Saved entries:
═══

PR #32004, opened 2026-01-24
Add `nvidia-cutlass-dsl`

iamthebot:
This is a dependency for `flashinfer` which is a dependency for VLLM 0.11+ (see conda-forge/vllm-feedstock#20). Unforunately, these are only published as binary wheels on pypi. The license appears, however, identical to what we use for CUDA packages which does allow redistribution.

Given that we only have binary wheels to work with, I have the upstream sources set to the binary wheels that are available. I.e we *must* use binary repackaging for this package. There's no other way. Even the cutlass repo pulls these in from pypi.

IMO it makes sense this be a separate package from `cutlass` which is just the C++ lib.

Checklist

- [x] Build number is 0.

### DIFF
--- a/recipes/nvidia-cutlass-dsl/recipe.yaml
+++ b/recipes/nvidia-cutlass-dsl/recipe.yaml
@@ -5,6 +5,7 @@
 context:
   name: nvidia-cutlass-dsl
   version: "4.3.5"
+  build: 0
 
 package:
   name: ${{ name }}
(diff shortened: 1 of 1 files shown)


bdice:
Hi! Thanks for this -- I can help find the right folks to help with this, it may take a few days.

I think we may be able to build this from source rather than repackage wheels. That's the typical best practice for conda-forge. I'm not super familiar with this package but I think the source is around here: https://github.com/NVIDIA/cutlass/tree/main/python

danielnachun:
The source code for this appears to be available at https://github.com/NVIDIA/cutlass.  Can you confirm if that is correct?  If so we will build from source there instead of using binary wheels.

bdice:
Hi @iamthebot, thanks for your help. You're correct that some components are closed source. We have precedent for handling this with NVIDIA packages on conda-forge. I am going to work with the CUTLASS team to create a recipe that meets the appropriate requirements and will follow up soon.

bdice:
A tracking issue has been filed here for this work: https://github.com/conda-forge/staged-recipes/issues/32172

danielnachun:
In a nutshell, the open source components should be built from source, and we should debundle the packages/libraries into separate recipes.  The starting point should be to list out the components that are in the repo and indicate which parts are closed source and which are open source.

PR #32031, opened 2026-01-28
add opencolorio

carlodri:
https://opencolorio.org/

Checklist

- [x] Build number is 0.


ndeybach:
Hi @carlodri ,

I see you are struggling on  the linux / macos builds. I am under linux and can debug directly.

I have done as such, and I see the build seems to fail because the recipe includes for python packages of openclorio :

```
build:
   [...]
  python:
    entry_points:
      [...]
      - pyocioamf = PyOpenColorIO.bin.pyocioamf.pyocioamf:main
      - pyociodisplay = PyOpenColorIO.bin.pyociodisplay.pyociodisplay:main
[...]
tests:
  - python:
      imports:
        - PyOpenColorIO
      pip_check: true
  - script:
      [...]
      - pyocioamf --help
      - pyociodisplay --help
```

Is it really expected to build the bindings / python packages in the "opencolorio" package ? Wouldn't the python packages / builds be for another recipe / build ? Or even better maybe a split forge here that would output both `pyopencolorio` and `opencolorio` packages ?

carlodri:
Hi @ndeybach! Yes I am indeed struggling, thanks for stepping in!

It would be great (and the right thing) to make a split package with two outputs, `opencolorio`  and `pyopencolorio`. I've always struggled with split-output recipes, so it would be great if you can help.

ndeybach:
Hi @carlodri ,

I recently worked on some PRs for https://github.com/conda-forge/libjxl-split-feedstock/ , which may be a good example on how to handle a split forge ?

I am working a bit offline up to something that I am satisfied about and works under linux before pushing it here (could you add me so I have the rights for that ? Though I am not familiar with how that would work on such a first PR, do I have to register for conda forge admin ?)

I am not that much experienced in conda forge builds, but I do develop quite a bit of private rattler build recipes for my company usage, so I'll try to help on this one. My goal is also to have openimageio updated to 3.0 on conda forge down the line.

I'll update here as soon as I have something working.

ndeybach:
Oh and for now I am working toward having 3 outputs: `opencolorio` (for the lib), `pyopencolorio` (for the python bindings) and `opencolorio-tools` (for the cli tools). Does that sound good to you ?

ndeybach:
Also, I see you have not added a windows build. Since openimageio will require one, what do you think about we add it ? (I don't have a windows machine on hand though so either we do ci/cd builds iterations or if you have one locally to tests builds quickly it would be best)

carlodri:
Thanks for the feedback! The three-split is perfect I think. On how to practically contribute, I'm not sure either. I think only conda-forge core maintainers are allowed to push here and I am not one of them. 

The only practical way I see would be for me to give you access to my staged-recipes fork for the time we work together on this PR. Because the alternative is that you open a PR against my branch and I merge it here, but that is quite a cumbersome workflow I guess. Let me know what you prefer.

I'm not sure if you started from scratch or from my commits (maybe better from scratch I think because I made quite a mess with my attempts :-)). 

Concerning the Windows build, I just recently moved practically all of my work on linux machines (ha enough of Windows, 11 in particular :grimacing: ), but I think I can spin up a Windows VM if necessary.

carlodri:
Oh and thanks for the libjxl reference, it is really helpful to understand the logic of the split recipes!

ndeybach:
Super nice if you could have a windows session at hand (I have to see one day if I can setup a VM or dual boot for just basic testing, but didn't find the time yet (at least in a reproducible / fully up and running way dev wise ). No need to do so yet though, only if we have road bumps on the windows build.

I started my work from you branch on staged-recipes. Not so terrible imo. I changed a lot already (I took a pystring error in the face too like your last fix and more xD). Maybe the best would be if we could work in the same staged-recipes fork, no ? (https://github.com/carlodri/staged-recipes/tree/opencolorio )

I just got a successful build of all three under linux. I'll have a second review pass tomorrow for it and will add a windows build script (will be a "dumb" auto generated port of the unix build script though as powershell is  not my strong point ^ ^).

carlodri:
Hi @ndeybach I invited you to my stages-recipes fork so you should be able to push here now!

ndeybach:
Hi @carlodri,

Thanks for the invite. Seems to have worked well.

Sorry for the delay, it took me more time than expected to get some last few features working correctly. Notably enabling opengl acceleration headless mode under linux for the tools.

I had to scrap a lot of your previous recipe with the introduction of the split, I kept the overall build script skeleton but added some separation because of the split.

Awaiting to see how the macos and windows build will develop.

Though some major choices are to be made regarding some points, as noted in the commit message :
- the usage of openimageio (oiio) is disabled in `opencolorio-tools` because otherwise it would be a looped dependency starting with the future 3.X versions of oiio package.
Possible fixes :
	- we regroup oiio and the current 3 outputs into one big split recipe : so that builds are coherent and use the same dependencies (one does not "need" the other to be published first .. they are published atomically.
	- or we keep it as currently done: but the tools are only compatible with exr (thanks to openexr dep) and can't use more common formats (png, jpg, jxl, ..)
- under linux I took the decision to enable headless openGL acceleration compatibility ... which means that additional dependencies and steps take size and time for it under linux. It is debatable imo because of size increase and niche use case. I did not had time to compare size before / after though.


What is your opinion on those and my overall commit / draft ?

carlodri:
Wow @ndeybach you did an incredible work! I don't have specific comments on the choices you have made, I think it's great to have the packages split like this.

Concerning the oiio thing, I'm not sure which is the best solution here, honestly I don't know the packages well enough.

I think the osx failure is due to the fact that, as the [docs](https://opencolorio.readthedocs.io/en/latest/quick_start/installation.html#building-from-source) say at a certain point, libminizip-ng has some issues when being installed as an external package. We could try to remove minizip-ng on osx and let ocio vendor it, so see if the problem goes away...

Oh and by the way , please add yourself as maintainer, if you want/can it would be of great help!

ndeybach:
Thanks for the positive feedback !

I added myself in the maintainer list. Though it is going to be my first maintainer role so brand new to me and to what it entails and needs ^ ^. It has not been very long for me in the conda forge / build world and I'll probably need guidance on some aspects.

For oiio I think the best move here is to request expertise from someone with better understanding and more experience of conda forge, I'll follow up with a tag and detailed post for that once we have a working build on all platforms.

For the osx failure I pin pointed it to cmake on ocio side that looks for "minizip-ng" in the dependencies but on macos it seems conda forge ships only under the old name of "minizip" .. hence it not finding it. So I do not think letting ocio vendor the lib is best (especially in conda forge context where tracking which package was used is best). Hence, I have added a code patch for cmake file to recognize the other name as fallback and if that works we may want to contribute to upstream ocio. 

For windows it seems it is a python executable not correctly selected (and those no correct deps installed), so I gave precise flags to cmake for its path, but I'll let the ci/cd pass before further investigation.

carlodri:
thanks @ndeybach! I think you'll make a great maintainer, much better than I could do especially in these c/cpp projects. :-)

For what I can see this setup is great. About oiio, yes I think we should ask someone in conda-forge/core for guidance. Honestly, I didn't have time to think it through, but I can't really wrap my head around this circular oiio-ocio dependency: even if we build in a single recipe we still need one to be built before the other... (?)

ndeybach:
Thanks for your kind words @carlodri , I'll try to do my best on this one.

For oiio recursive problem, I started a topic on zulip : [#general > OpenColorIO (tools) Recursive Dependency handling? PR #32031](https://conda-forge.zulipchat.com/#narrow/channel/457337-general/topic/OpenColorIO.20.28tools.29.20Recursive.20Dependency.20handling.3F.20PR.20.2332031/with/577916645) to have more feedback from the conda forge core team and experienced members on the matter.

But as it goes we may go down the route of doing a different recipe for the tools...

carlodri:
Thanks for pushing this forward @ndeybach! AFAIU it seems like this PR will be transformed into a PR to the oiio feedstock, once the v1 conversion there is done, is that right?

ndeybach:
Hi @carlodri ,

Sorry for the delay, last week was quite busy.

From the zulip and oiio feedstock discussion it is indeed feeling like we are going toward a unified repository on that. Maybe though it will await this [CEP](https://github.com/conda/ceps/pull/102) to have staging enabled. But nothing sure yet... the v1 conversion still has to be agreed upon and merged for v2.5.x oiio before any v3.x thing..

PR #32071, opened 2026-01-30
Add cutile-python

bdice:
Checklist

- [x] Build number is 0.

This PR adds `cutile-python` (https://github.com/NVIDIA/cutile-python/), a programming language for NVIDIA GPUs that generates kernels based on Tile IR.

**Note to reviewers:** ⚠️ CI is expected to fail in `staged-recipes` -- CUDA 12.6 is enabled here but this recipe requires CUDA 13.1 to build. I verified locally that this builds with CUDA 13.1. Once this PR is merged and a feedstock repository is created, we can set up the `conda_build_config.yaml` needed for this to build properly.

Depends on https://github.com/conda-forge/cuda-tileiras-feedstock/pull/6.


recipes/cutile-python/recipe.yaml
```diff
@@ -0,0 +1,78 @@
...
+    kernels based on Tile IR. It requires NVIDIA Driver r580+ and CUDA Toolkit
+    13.1+.
+  license: Apache-2.0
+  license_file: LICENSES/Apache-2.0.txt
+  documentation: https://docs.nvidia.com/cuda/cutile-python
+  repository: https://github.com/NVIDIA/cutile-python
+
+extra:
+  recipe-maintainers:
+    - bdice
```
bdice, line 82: @conda-forge/cuda: I will change this from `bdice` to `conda-forge/cuda` in a PR after the repo is created. I believe we've had issues in the past with _creating_ feedstock repos where a team is set as the only maintainer.

leofang: You can also add `conda-forge/cuda-python`.

recipes/cutile-python/recipe.yaml
```diff
@@ -0,0 +1,78 @@
...
+  run:
+    - cuda-tileiras
+    - python
+    - typing-extensions
+  run_constraints:
+    # Requires CUDA driver >=580
+    - __cuda >=13.0
+
+tests:
+  # Cannot import cuda.tile without a CUDA driver, so just verify package contents
```
leofang: This seems like a very sharp edge... Good catch.

bdice: I think this was fixed in 1.1.0. I tested it locally again after updating and no longer observe this issue. I added better import tests.

bdice:
@conda-forge/staged-recipes this is ready for review.

Copying this from above:
> **Note to reviewers:** ⚠️ CI is expected to fail in `staged-recipes` -- CUDA 12.6 is enabled in `staged-recipes` but this recipe requires CUDA 13.1 to build. I verified locally that this builds with CUDA 13.1. Once this PR is merged and a feedstock repository is created, we can set up the `conda_build_config.yaml` needed for this to build properly.

recipes/cutile-python/recipe.yaml
```diff
@@ -0,0 +1,81 @@
...
+  patches:
+    - patches/0001-Use-standard-CMake-FindCUDAToolkit-module.patch
+    - patches/0002-Remove-nostdlib-flags-to-allow-linking-glibc.patch
+
+build:
+  number: 0
+  skip:
+    - osx
+    - win
+    - cuda_compiler_version == "None"
```
carterbox, line 22:
```suggestion
  skip:
    - true
    - osx
    - win
    - cuda_compiler_version == "None"
```

carterbox: We cannot merge recipes with failing builds because of branch protection rules.

carterbox: Unskip in feedstock after applying CUDA 13.0 migration.

recipes/cutile-python/recipe.yaml
```diff
@@ -0,0 +1,82 @@
...
+  patches:
+    - patches/0001-Use-standard-CMake-FindCUDAToolkit-module.patch
+    - patches/0002-Remove-nostdlib-flags-to-allow-linking-glibc.patch
+
+build:
+  number: 0
+  skip:
+    - true
+    - osx
+    - win
```
leofang, line 21: This is fine in the staged recipes, but we should enable the Windows builds in the feedstock.

recipes/cutile-python/recipe.yaml
```diff
@@ -0,0 +1,82 @@
...
+    - cuda_compiler_version == "None"
+  script:
+    - export CUDA_TILE_CMAKE_DLPACK_PATH=$PREFIX
+    - python -m pip install . -vv
+
+requirements:
+  build:
+    - ${{ compiler('c') }}
+    - ${{ compiler('cxx') }}
+    - ${{ compiler('cuda') }}
```
leofang, line 31: 1. I am actually unaware of any GPU code existing in the cuTile Python repo. Do we really need NVCC? I would think GCC/MSVC are enough. 
2. Regardless, we probably miss a few `ignore_run_exports[_from]` to make it MVC-compatible?

leofang (approved):

recipes/cutile-python/recipe.yaml
bdice: Yes, that's the plan. I'll start a PR for that.

recipes/cutile-python/recipe.yaml
bdice: Good question. I'll look at this in the downstream feedstock.

carterbox:
It was brought to my attention that it looks like I inappropriately added a naked skip to circumvent branch protection rules.

I should clarify that the correct skip statement should have been something like:
```
skip if cuda_compiler_version <=13.1
```
However, since I don't know how to implement that statement in the new recipe format, I opted to just skip all builds instead. This is because there is no CUDA 13.1 variant file available for staged-recipes, so even if I had figured out the correct syntax, the result would have been the same.

I believe it would have also been inappropriate to add a new variant file for CUDA 13.1 builds to staged-recipes because at the time we were still building CUDA 12.8 here. We have only just added CUDA 12.9 and the next will probably be CUDA 13.0 since that migrator is still open.

My apologies if that was unclear.

recipes/cutile-python/recipe.yaml
carterbox: Please see [my note at the bottom of this MR](https://github.com/conda-forge/staged-recipes/pull/32071#issuecomment-3881985367) about skipping all builds.

PR #32093, opened 2026-02-03
Adding `syster-cli` a tool for working with SysML v2 Files

phreed:
Checklist

- [x] Build number is 0.


jade-codes:
Happy to be listed

phreed:
@condo-forge/help-rust ready for review

recipes/syster-cli/recipe.yaml
```diff
@@ -0,0 +1,55 @@
...
+context:
+  version: "0.2.3_alpha"
+  git_tag: ${{ version | replace('_', '-') }}
+
+package:
+  name: syster-cli
+  version: ${{ version }}
+
+source:
+  - url: https://github.com/jade-codes/syster-cli/archive/refs/tags/v${{ git_tag }}.tar.gz
```
bollwyvl, line 13: Recommend bumping to `v0.3.1-alpha` which includes a proper license (LICENSE.md), and remove the vendored one.

recipes/syster-cli/recipe.yaml
```diff
@@ -0,0 +1,55 @@
...
+  - path: LICENSE
+
+build:
+  number: 0
+  script:
+    - if: unix
+      then:
+        - cargo auditable install --no-track --bins --root ${{ PREFIX }} --path .
+      else:
+        - cargo auditable install --no-track --bins --root %LIBRARY_PREFIX% --path .
```
bollwyvl: these could be collapsed to an inline conditional, e.g. 

```yaml
script:
  - cargo auditable install --no-track --bins --root ${{ PREFIX if unix else '%LIBRARY_PREFIX%' }} --path .
```

recipes/syster-cli/recipe.yaml
```diff
@@ -0,0 +1,55 @@
...
+requirements:
+  build:
+    - ${{ compiler('rust') }}
+    - ${{ stdlib("c") }}
+    - cargo-bundle-licenses
+    - cargo-auditable
+
+tests:
+  - script:
+      - syster --help
```
bollwyvl, line 35: Consider adding a check which ensures that `--version` is at least indicative of _something_ (ideally the expected version). Better would be to _some_ kind of actual smoke test of a file.

phreed: This is a placeholder (it is still alpha). 
I have added the `- syster --version` though.
@jade-codes Let me know what you would consider a good smoke test?

recipes/syster-cli/recipe.yaml
```diff
@@ -0,0 +1,51 @@
...
+      - syster --version
```
bollwyvl, line 36: Right, so this demonstrates it can report a version without exiting with a non-zero exit code. 

Is this version something useful? e.g.

```yaml
- syster --version  # does it even work
- syster --version | grep -iE "^syster ${{ git_tag | replace('.', '\\.') }}$"  # does it do the expected
```

(of note: this would sadly require a `dependencies: {run: [git]}` (or `m2-grep`, but...) to work on `win-64`)

phreed: I thought conda-forge recipes.yaml were only supposed to do basic smoke tests.
In any case, I added in the version check via the cross-platform nushell. 
The test runs a test_version.nu script (a new file).

recipes/syster-cli/test_version.nu
phreed, line 1: As you can see it is a fairly simple script.
It checks that `syster` runs successfully.
It then verifies that the version matches what was expected.

bollwyvl:
No further notes I would consider blocking, but: bad news, and should have lead with this: I'm just a maintainer of a bunch of (semi-related) feedstocks. To get someone who can _actually_ merge this, you'd want to read that checklist up top, and mention the `@` then `help-rust` group (it should syntax highlight) with a nice, thoughtful comment asking for a review; this will add a bunch of PR labels, and make it bubble up to someone with the rights to push the button.

On testing: it's true, "`conda-forge` is not a replacement for upstream CI". I'd say "does the CLI does one thing without failing, and returns an expected, important piece of data" is still in the "simple" category. As SysML is _not_ simple, I'd like to see something that actually did something with some SysML file and the standard library (e.g. do a little roundtrip through the export formats, get the same SHA out), but more about that below.

As for the syntax of the test: the `nushell`, while supported, seems more complex than a  `grep -iE` one-liner. That being said, with `rattler-build`, it's also possible to put (short) scripts inline in `build` and `tests` without first starting a `bash` or `cmd.exe` native shell or a separate file. This can avoid any `argv` wrangling, which often saves lines. See [pixi-feedstock](https://github.com/conda-forge/pixi-feedstock/blob/afa092c1809952b57d4a07e4372a84b50ede6fd5/recipe/recipe.yaml#L23) for an (the only?) example of inlining with `nushell`.

More broadly on someone actually being able to use this thing: similar to other "not-exacly-code" ecosystems like [openmodelica](https://github.com/conda-forge/staged-recipes/pull/31074/files/504c6ba378e27c7bab95b3e2fdc83565bb0b1270#diff-39deb5ffa0bcd7aecc299693b4e3093e812233d35704992cfca2c7bd14e80f4a): the upstream docs mention the "standard library," and the python bindings will go [download](https://github.com/jade-codes/syster-tree/blob/main/src/systree/cli.py)... something from github. 

Even if the upstream community can't decide on a well-known path that accommodates multiple versions (e.g. `$PREFIX/share/SysML-v2/2026-01`), this tool suite _could_ just fiat something, and start packaging that data as a standalone package, e.g. `sysml-v2-standard-library`. This could then enjoy the conda-forge benefits, and be versioned together with tools like `syster-cli` instead of having a big `curl`venture. This would also make it much easier to test that this package actually does something, and detect whether it  _doesn't_ do something with some new version of the standard library.

phreed:
@conda-forge/help-rust ready for review, I would like this merged.
This is a new application, I expect it to evolve rapidly

> As for the syntax of the test: the `nushell`, while supported, seems more complex than a `grep -iE` one-liner. That being said, with `rattler-build`, it's also possible to put (short) scripts inline in `build` and `tests` without first starting a `bash` or `cmd.exe` native shell or a separate file. This can avoid any `argv` wrangling, which often saves lines. See [pixi-feedstock](https://github.com/conda-forge/pixi-feedstock/blob/afa092c1809952b57d4a07e4372a84b50ede6fd5/recipe/recipe.yaml#L23) for an (the only?) example of inlining with `nushell`.

I have heard this argument a few times, and if we were only interested in building on unix-like systems it would make sense. I think your point about pixi-feedstock being the only use of nushell is a "survivor bias" fallacy.  Each time this argument gets used I convert the relatively simple nushell script into a slightly simple bash script (the core justification for the argument) and a convoluted cmd script with a bunch dependencies on flaky ported utilities. In this case it is not too bad, it is only `grep` (if it were autotools then a mess).  After going through all that, the package gets ignored.
Sorry for the rant, but I do not know where else to discuss this.

recipes/syster-cli/recipe.yaml
```diff
@@ -0,0 +1,59 @@
...
+  - script:
+      - nu ./test_version.nu ${{ git_tag }}
+    requirements:
+      run:
+        - nushell
+    files:
+      recipe:
+        - test_version.nu
```
danielnachun:
```suggestion
```
This extra test is redundant here - we are already running `syster --version` above, and we don't need to verify that the developers set the right version in their code.  So let's just keep things simple and consistent with how we normally test CLI tools.

recipes/syster-cli/recipe.yaml
```diff
@@ -0,0 +1,59 @@
...
+
+source:
+  - url: https://github.com/jade-codes/syster-cli/archive/refs/tags/v${{ git_tag }}.tar.gz
+    sha256: eeff7e737a79390293b485f8088ab9f838989f5964bb8ec0b6bd05588937c71a
+
+build:
+  number: 0
+  script:
+    - cargo auditable install --no-track --bins --root ${{ PREFIX if unix else '%LIBRARY_PREFIX%' }} --path .
+    - cargo-bundle-licenses --format yaml --output THIRDPARTY.yml
```
danielnachun:
```suggestion
  script:
    env:
      CARGO_PROFILE_RELEASE_STRIP: symbols
      CARGO_PROFILE_RELEASE_LTO: fat
    content:
      - cargo auditable install --no-track --bins --root ${{ PREFIX if unix else '%LIBRARY_PREFIX%' }} --path .
      - cargo-bundle-licenses --format yaml --output THIRDPARTY.yml
```

recipes/syster-cli/recipe.yaml
bollwyvl: that's on me on a previous suggestion: was really looking for _any_ verification that it did something that could be relied upon, even if a pre-release.

danielnachun:
> I have heard this argument a few times, and if we were only interested in building on unix-like systems it would make sense. I think your point about pixi-feedstock being the only use of nushell is a "survivor bias" fallacy. Each time this argument gets used I convert the relatively simple nushell script into a slightly simple bash script (the core justification for the argument) and a convoluted cmd script with a bunch dependencies on flaky ported utilities. In this case it is not too bad, it is only grep (if it were autotools then a mess). After going through all that, the package gets ignored.
> Sorry for the rant, but I do not know where else to discuss this.

I'm sorry if some reviews are getting dropped, we have a few more people stepping up to try to reduce this.  I will say though that you will probably have a much more success getting recipes reviewed quickly if they conform more closely to how our other recipes are written, and that will usually mean using batch scripts for Windows.  The important thing to keep in mind here for recipe reviewers and feedstock maintainers is that we have to review hundreds of submissions and maintain thousands of feedstocks, and for us the more homogenous and consistent recipes are, the easier it is for us to quickly scan them and identify potential issues.

Nushell in particular seems to be a stumbling block for a few reasons:
- There is a lot less documentation available than for bash and batch (if only due to how old they are), which makes it more time-consuming for reviewers/maintainers to check if something is implemented correctly or to troubleshoot issues.
- The syntax is a lot more verbose than bash and even batch scripting (if it's done right), and that is just an extra cognitive burden especially when switching between Nushell and bash/batch
- Nushell does not seem to have an easy and intuitive equivalent to `set -o xtrace` in bash and `@echo on` to show the values of environment variables when they are actually evaluated.  These are absolutely essential for debugging because a fair amount of conda-forge configuration relies on environment variables and we often need to see their actual values to troubleshoot problems.

On a related note, it seems you've wanted to use Nushell to implement custom testing code.  In general, this is something we really want to avoid, because over time that code will inevitably break.  While testing our packages is important, we also need it to be maintainable.  For executables, our main concern is just that they execute without segfaulting or crashing with an error that would indicate they were not built correctly.  For libraries, the main concern is that they can be found and loaded, again without crashing.  In most cases there are simple ways to test this with only one or a few lines of code.  There are build systems that provide built-in testing - this is mostly relevant for Make, CMake and Meson, where a set of tests can be run with a single standardized command, and those tests are provided by the upstream developer who is responsible for maintaining them.  Only for very specific cases, especially if we are patching/customizing the package for conda-forge in a way that deviates quite a bit from the way it is normally distributed, do we end up needing extensive custom test code.

I realize some of these best practices are not explicitly written out in our documentation.  This is a continually evolving process that we try to improve with user feedback and as the software ecosystems change over time.  However if there is one phrase to summarize the philosophy for making good recipes, I would say it is "less is more".  Conciseness and uniformity are essential for an ecosystem of this size, and I would try to understand the suggestions/feedback we give from that perspective whenever possible.

phreed:
@danielnachun 
Thanks for your detailed response.

danielnachun:
The `test_version.nu` isn't being used, so it needs to be deleted.  Then we can merge!

PR #32155, opened 2026-02-09
adding`pymedm` recipe

jGaboardi:
Checklist

- [x] Build number is 0.


jGaboardi:
* seems to actually need a the `jaxlib` pin after all.

jGaboardi:
@conda-forge/help-python

This Windows build giving me trouble, and I think I am missing something obvious for adding in some logic that simply skips Windows. In *theory*, we [support Windows](https://github.com/likeness-pop/pymedm/actions/runs/21839226268/job/63018692375), but in *practice* we do not (and never have) due to the `jax` compat issues. I have gone through the knowledge base and tried `skip: True  # [win]`, etc. But I must be missing the correct combination of additions/removals to get this passing.

recipes/pymedm/meta.yaml
```diff
@@ -0,0 +1,55 @@
...
+    - pip
+
+about:
+  home: https://github.com/{{ org }}/
+  summary: Penalized Maximum-Entropy Dasymetric Modeling (P-MEDM) in Python
+  license: LicenseRef-UT-BATTELLE
+  license_file:
+    - LICENSE
+    - NOTICE
+  doc_url: https://github.com/{{ org }}/{{ name }}/
```
ocefpaf: This obscures the recipe and makes it harder top read. Note that the package platforms will use this to render the page! Using variables in recipes is a balance between convenience vs readability. I would not use any in the metadata.

ocefpaf:
> @conda-forge/help-python
> 
> This Windows build giving me trouble, and I think I am missing something obvious for adding in some logic that simply skips Windows. In _theory_, we [support Windows](https://github.com/likeness-pop/pymedm/actions/runs/21839226268/job/63018692375), but in _practice_ we do not (and never have) due to the `jax` compat issues. I have gone through the knowledge base and tried `skip: True # [win]`, etc. But I must be missing the correct combination of additions/removals to get this passing.

The problem is that we do not have jaxlib on Windows. Leave it noarch b/c then that dependency is available, this package will be ready without the need to do anything here.

recipes/pymedm/meta.yaml
jGaboardi: OK, I was wondering if I was overdoing it there. And it seems I was. Good call. 

I made that change in another recipe, so I will revert that as well.

jGaboardi:
Yeah, I was digging around the [the logs](https://dev.azure.com/conda-forge/feedstock-builds/_build/results?buildId=1457965&view=logs&j=53c3d5f4-e7c7-5b53-4b94-211701b2ba17&t=8f042650-8479-5761-7a4a-8d021c0bb2de) and thought that was the case.

So is the solution here to simply allow the Windows build to fail? And if so, should I add any extra logic in to make the check green?

ocefpaf:
> So is the solution here to simply allow the Windows build to fail? 

Yep. It won't be installable on Windows until that dependency can be satisfied.

jGaboardi:
@ocefpaf, thanks! You are the best!

PR #98, opened 2025-02-26
Refactor `MaybeTaken` to use `Option`

laurmaedje:
Small refactor to make the implementation of `MaybeTaken` a bit more straightforward and the error messages in the wrong case a bit better. I first noticed that the `RefCell` could just be a `Cell`, but then it turned out that using an `Option` is even simpler and also relaxes the technically unnecessary `Default` bound. I also added `#[track_caller]` so that the error is shown at the wrong usage if it goes wrong.


LaurenzV:
Uhmm good point, no idea anymore how I ended up with that. :D Thanks!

═══

> [What you need to do]: Please give again the lines above between the line holding "phreed: This is" and the line holding "In any case, I", inclusive, exactly as they are and with nothing added.

> [Reply]:
phreed: This is a placeholder (it is still alpha). 
I have added the `- syster --version` though.
@jade-codes Let me know what you would consider a good smoke test?

recipes/syster-cli/recipe.yaml
```diff
@@ -0,0 +1,51 @@
...
+      - syster --version
```
bollwyvl, line 36: Right, so this demonstrates it can report a version without exiting with a non-zero exit code. 

Is this version something useful? e.g.

```yaml
- syster --version  # does it even work
- syster --version | grep -iE "^syster ${{ git_tag | replace('.', '\\.') }}$"  # does it do the expected
```

(of note: this would sadly require a `dependencies: {run: [git]}` (or `m2-grep`, but...) to work on `win-64`)

phreed: I thought conda-forge recipes.yaml were only supposed to do basic smoke tests.
In any case, I added in the version check via the cross-platform nushell. 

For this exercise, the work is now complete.